> WORK TO COMPLETE:
Reproduce the records exactly, beginning with their first line and ending with the line that contains "default switch cases", and output nothing more.

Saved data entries
--- START ---

PR #657, opened 2026-08-14
fix(types): preserve unknown enum integer values in codecs

### LINKED ISSUE #640: [Bug]: unknown enum values become the string "UNRECOGNIZED", which a2a-python rejects

Varun-S10:
# Description

Fixes #640 🦕

---

### What was the bug?
In the proto3 JSON specification, enums (such as `TaskState` and `Role`) must remain forward-compatible. When an SDK receives an unknown or newly added numeric enum value from a newer peer (e.g. `state: 99` or `role: 42`), it must preserve that integer value so it can be safely passed through proxies, gateways, and relays without data loss.

Previously in `@a2a-js/sdk`:
- `taskStateFromJSON` and `roleFromJSON` mapped any unrecognized numeric value to `UNRECOGNIZED` (`-1`).
- `taskStateToJSON` and `roleToJSON` then serialized this into the literal string `"UNRECOGNIZED"`.
- When an `a2a-python` peer received `{"state": "UNRECOGNIZED"}`, it threw a `ParseError: Invalid enum value UNRECOGNIZED`. The original numeric value `99` was destroyed, breaking interoperability.

---

### How is it fixed?
1. **`src/types/pb/a2a.ts`**:
   - Updated `taskStateFromJSON` and `roleFromJSON` default switch cases to preserve unknown integer numbers (`typeof object === "number" ? object : UNRECOGNIZED`).
   - Updated `taskStateToJSON` and `roleToJSON` to return `string | number` so that unknown enum integers are emitted directly as numbers instead of `"UNRECOGNIZED"`.
2. **`src/client/transports/rest_transport.ts` & `src/samples/cli.ts`**:
   - Wrapped `taskStateToJSON` in `String(...)` when formatting URL query parameters and CLI logs.
3. **`test/types/enums.spec.ts`**:
   - Added unit tests for `TaskState` and `Role` covering known string names, known numbers, unknown numeric integer preservation, and message round-tripping.

---

### Verification
- Unknown enum numbers (`state: 99`, `role: 42`) round-trip cleanly as integers (`99`, `42`) instead of collapsing into `"UNRECOGNIZED"`.
- Known enum values continue to serialize as string names (e.g. `"TASK_STATE_WORKING"`, `"ROLE_USER"`).
- Unit tests in `test/types/enums.spec.ts` passed (`10/10`).
- Full test suite (`npm test`) passed (`69/69` test files, `1,497` tests).
- ESLint and TypeScript checks (`npm run lint`) passed with 0 errors.
- Build and bundle checks (`npm run build && npm run test-build`) passed cleanly.


bartek-gralewicz:
Hello @Varun-S10,

Thank you for looking into this and proposing a fix. The issue is real but the fix proposed in this PR is difficult to maintain. The changes made to the `src/types/pb/a2a.ts` should be reverted as this file is autogenerated and should not be modified manually (https://github.com/a2aproject/a2a-js/blob/main/src/types/pb/a2a.ts#L1). Any modification to this file would need to be reapplied with each new from-proto-generation.

A more sustainable approach would be to create codecs file that would reexport from original `pb/a2a.ts` with fixed methods where relevant. Additionally, `src/index` would export these codecs instead of `pb/a2a.ts`. Direct imports from `pb/a2a.ts` would be restricted using `eslint.config.mjs`.

What do you think about such approach?

Varun-S10:
> Hello @Varun-S10,
> 
> Thank you for looking into this and proposing a fix. The issue is real but the fix proposed in this PR is difficult to maintain. The changes made to the `src/types/pb/a2a.ts` should be reverted as this file is autogenerated and should not be modified manually (https://github.com/a2aproject/a2a-js/blob/main/src/types/pb/a2a.ts#L1). Any modification to this file would need to be reapplied with each new from-proto-generation.
> 
> A more sustainable approach would be to create codecs file that would reexport from original `pb/a2a.ts` with fixed methods where relevant. Additionally, `src/index` would export these codecs instead of `pb/a2a.ts`. Direct imports from `pb/a2a.ts` would be restricted using `eslint.config.mjs`.
> 
> What do you think about such approach?

Hi @bartek-gralewicz, Thanks for the feedback. I agree with this approach. I reverted all changes to src/types/pb/a2a.ts, created src/types/codecs.ts with the fixed enum serialization, and re-exported it via src/index.ts. I also added the ESLint restriction rule for pb/a2a in src/index.ts and merged the latest main. Could you please review it again?

eslint.config.mjs
```diff
@@ -25,6 +25,22 @@ export default defineConfig(
       ],
     },
   },
+  {
+    files: ['src/index.ts'],
```
bartek-gralewicz, line 29: This lint check shouldn't be scoped to `src/index.ts` only. It should be made for all files (`src/**/*.ts`) so that the change is effective.

This will also require updating all current `a2a.js` imports to `codecs.js`.

src/types/codecs.ts
```diff
@@ -0,0 +1,295 @@
...
+      obj.task = Task.toJSON(message.payload.value);
+    } else if (message.payload?.$case === 'message') {
+      obj.message = Message.toJSON(message.payload.value);
+    }
+    return obj;
+  },
+};
+
+export type StreamResponse = pb.StreamResponse;
+export const StreamResponse: MessageFns<pb.StreamResponse> = {
```
bartek-gralewicz, line 265: Let's add an arm for artifacts as well here to be complete. Despite no real use today, this is an easy place to miss in case of future updates to the proto.

src/types/codecs.ts
```diff
@@ -0,0 +1,295 @@
...
+  toJSON(message: pb.SendMessageResponse): unknown {
+    const obj: Record<string, unknown> = {};
+    if (message.payload?.$case === 'task') {
+      obj.task = Task.toJSON(message.payload.value);
+    } else if (message.payload?.$case === 'message') {
+      obj.message = Message.toJSON(message.payload.value);
+    }
+    return obj;
+  },
+};
```
bartek-gralewicz, line 262: What is the value of that? We just do what original `a2a.js` did.

src/types/codecs.ts
bartek-gralewicz: Maybe we can drop this completely for the same reason as [this](https://github.com/a2aproject/a2a-js/pull/657/changes#r3967947574)?

bartek-gralewicz (commented):
There are multiple similar PRs opened for these files (`a2a.js` - related fixes using `codecs.js`). Since all of these touch similar files, there will be a lot of merge conflicts once these are ready for merging. To avoid having the `main` branch with partial fixes only, I propose the following options:

1. Merging all `a2a.js / codecs.js` changes into a single PR and resolving multiple fixes at once. Easier to work on as changes happen for all cases as well as there are no merge conflicts but the PR will be significant.
2. Developing each change separately till all are approved and merging all together in a short period of time (resolving conflicts between each merge). Cumbersome to merge but atomic in changes.

Let me know what do you think about propositions above. From my perspective, option 1 looks much more stable and easier to develop+merge then option 2 but requires a lot of rework so that current spread-out PRs are grouped into one. A possibility would be to create an `epic` branch now for this and merge each PR into the epic, then merge the epic into main once complete.

bartek-gralewicz:
Hey, to allow more flexibility with applying this and other `a2a.ts`-related fixes, I changed the approach how we handle proto generations in our SDK. I extracted `toJSON`/`fromJSON` methods to a manually maintained file in this PR: https://github.com/a2aproject/a2a-js/pull/719.

I propose that we put a pause on this topic here until that path is complete. Then, pushing fixes to the `protojson.ts` file will be much simpler to develop and test.

bartek-gralewicz:
> Hey, to allow more flexibility with applying this and other `a2a.ts`-related fixes, I changed the approach how we handle proto generations in our SDK. I extracted `toJSON`/`fromJSON` methods to a manually maintained file in this PR: #719.
> 
> I propose that we put a pause on this topic here until that path is complete. Then, pushing fixes to the `protojson.ts` file will be much simpler to develop and test.

This and the follow-up https://github.com/a2aproject/a2a-js/pull/720 are both merged to main now. Can you update your changes so that they target the `protojson.ts` directly and drop the now obsolete `codecs` workaround?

--- END ---

> RESULT OF THIS EXERCISE:
PR #657, opened 2026-08-14
fix(types): preserve unknown enum integer values in codecs

### LINKED ISSUE #640: [Bug]: unknown enum values become the string "UNRECOGNIZED", which a2a-python rejects

Varun-S10:
# Description

Fixes #640 🦕

---

### What was the bug?
In the proto3 JSON specification, enums (such as `TaskState` and `Role`) must remain forward-compatible. When an SDK receives an unknown or newly added numeric enum value from a newer peer (e.g. `state: 99` or `role: 42`), it must preserve that integer value so it can be safely passed through proxies, gateways, and relays without data loss.

Previously in `@a2a-js/sdk`:
- `taskStateFromJSON` and `roleFromJSON` mapped any unrecognized numeric value to `UNRECOGNIZED` (`-1`).
- `taskStateToJSON` and `roleToJSON` then serialized this into the literal string `"UNRECOGNIZED"`.
- When an `a2a-python` peer received `{"state": "UNRECOGNIZED"}`, it threw a `ParseError: Invalid enum value UNRECOGNIZED`. The original numeric value `99` was destroyed, breaking interoperability.

---

### How is it fixed?
1. **`src/types/pb/a2a.ts`**:
   - Updated `taskStateFromJSON` and `roleFromJSON` default switch cases to preserve unknown integer numbers (`typeof object === "number" ? object : UNRECOGNIZED`).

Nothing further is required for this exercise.